By then, Microcomputer Associates had started making its own microprocessor board, called the Jolt, which was based on MOS Technology’s immensely successful 6502 microprocessor. The Jolt was quickly followed by accessory cards, including I/O cards, RAM cards, and a music card. Jolt customers requested even more features and capabilities, so Microcomputer Associates developed the Super Jolt. Eventually, Synertek, which had become a second source for the 6502, decided to start a systems division. Instead of starting the division from scratch, Synertek bought Microcomputer Associates, which was having cash-flow problems because of its board-making business. A month later, Honeywell bought Synertek, so Holt and Lemas became Honeywell employees. It was not a good marriage, and Holt left Honeywell in 1980.

Holt restarted his consulting business, opened a retail computer store, and ran it for about ten years. After he tired of selling IBM PC clones, he started a Web design business and closed his retail location. He’d discovered early on that you don’t need a brick-and-mortar store if your business is in cyberspace. Holt retired (for the first time) in 2000, went to Oklahoma, and spent four years researching his Cherokee ancestors.

A chance phone call from a friend living in Mississippi drew Holt to that state. Along the way, he did a bit of consulting from his RV. Holt’s friend in Mississippi ran a Christian Ministry and supported twelve additional rural ministries. The friend told Holt, “All of them are having computer problems. Would you stay a few weeks and go to each one and fix their problems?” Holt took on the task and never left Mississippi. He still lives there.

Teaching STEM (science, technology, engineering, and math) subjects to disadvantaged kids has kept Holt in Mississippi. “It’s hard to get away from it when you know you can help them,” said Holt. He taught a Saturday programming class for robotics and his student team went to a world robotics competition.
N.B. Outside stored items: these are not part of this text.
PR #4019, opened 2021-08-30
Bootstrap5: use new accordion native component

jon48:
Bootstrap 5 introduce a proper Accordion component, with specific classes (BS4 was using a combination of cards component and `data-toggle` attributes).

The PR migrate the few accordions structure to use the new component, as the old one shows some discrepancies (small gap between headers, rounded headers...)

The Accordion styling is a bit different, and have several states, but I have restored the card style, so the header does not look different.

However, the component comes as well with the dropdown arrow already added, so I have removed the collapse/expand icons in favour of the native styling. That can be reverted back if necessary.
The only aspect I am not entirely satisfied is that the arrow in the expanded state is blue. This is actually because the full text color is blue in the native BS5 styling. To change the arrow color, it is needed to add the full SVG image, and tweak the fill parameter (this is configurable in Bootstrap, but the themes are not generating their own Bootstrap stylesheet, and  only override the default stylesheet).

```css
.accordion-button:not(.collapsed):after {
    background-image: url("data:image/svg+xml,<svg xmlns='http://www.w3.org/2000/svg' viewBox='0 0 16 16' fill='#{$accordion-icon-active-color}'><path fill-rule='evenodd' d='M1.646 4.646a.5.5 0 0 1 .708 0L8 10.293l5.646-5.647a.5.5 0 0 1 .708.708l-6 6a.5.5 0 0 1-.708 0l-6-6a.5.5 0 0 1 0-.708z'/></svg>");
}
```

image

### DIFF
--- a/resources/css/_base.css
+++ b/resources/css/_base.css
@@ -83,6 +83,17 @@ a:hover {
     display: none;
 }
 
+/* Accordions */
+.accordion-button,
+.accordion-button:not(.collapsed) {
+    background-color: rgba(0,0,0,.03);
+    color: currentcolor;
+}
+
+.accordion-button:after {
+    display: none;
+}
+
 /* Link styling */
 a, .btn-link, .nav-link {
     color: var(--link-color);
--- a/resources/css/minimal.css
+++ b/resources/css/minimal.css
@@ -1042,3 +1042,13 @@ a > .wt-icon-arrow-up:hover {
 .col-form-label {
     font-weight: bold;
 }
+
+/* Accordions */
+.accordion .wt-icon-expand,
+.accordion .wt-icon-collapse {
+    display: none;
+}
+
+.accordion-button:after {
+    display: block;
+}
--- a/resources/views/admin/trees.phtml
+++ b/resources/views/admin/trees.phtml
@@ -49,21 +49,21 @@ use Illuminate\Database\Capsule\Manager as DB;
     </div>
 <?php endif ?>
 
-<div id="accordion" role="tablist" aria-multiselectable="true">
+<div id="accordion" aria-multiselectable="true">
     <?php foreach ($all_trees as $managed_tree) : ?>
         <?php if (Auth::isManager($managed_tree)) : ?>
-            <div class="card">
-                <div class="card-header" role="tab" id="card-tree-header-<?= $managed_tree->id() ?>">
-                    <h2 class="mb-0">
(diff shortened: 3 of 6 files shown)


fisharebest:
I've been looking at various UX/usability guidelines for accordions.

Most recommend having the icon to the left of the text.
So I am curious as to why bootstrap put them on the right.

With the current icons, we provide an opportunity for the themes to customise it.
With the rotating bootstrap icon, it is a little harder.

Holt realized he’d latched onto an idea that was much bigger than himself and he seems to have relished the challenge. During his oral history, Holt said, “…it was 2014, and I’ve been doing that since. So, we do after-school programs, camps, and a lot of teacher training competitions. We’ve trained about 500 STEM teachers so far, and work directly with them, and with about 3000 students.”

Today, Holt’s vision has grown even larger. He envisions a Mississippi Institute of Technology, although he admits that those initials are already taken. He wants to build an actual campus on 300 acres, designed to teach all aspects of STEM from 4th to 12th grade. Here’s a visualization of the campus:

 

Mississippi Institute of Technology campus, as envisioned by Ray Holt. Image credit: Ray Holt

The idea is to develop a home-grown, 21st-century workforce for Mississippi, with employable skills driven by industry requirements, and with an emphasis on hands-on learning. Holt has seen how kids’ faces light up when they’re learning while doing and he seems thoroughly hooked. Today, Holt is president of STEM Advancement, Inc, a 501c3 organization dedicated to the advancement of STEM education. If you’re interested in Holt’s vision, please check out that Website.

This article only lightly touches on many aspects of the two-hour oral history recorded for CHM. It’s not possible to compress two hours of energetic conversation with Ray Holt into one EEJournal article without suffering severe compression artifacts. If you’re not familiar with this part of microprocessor history, dig into Holt’s oral history in the video or transcript version. You’re in for quite a ride.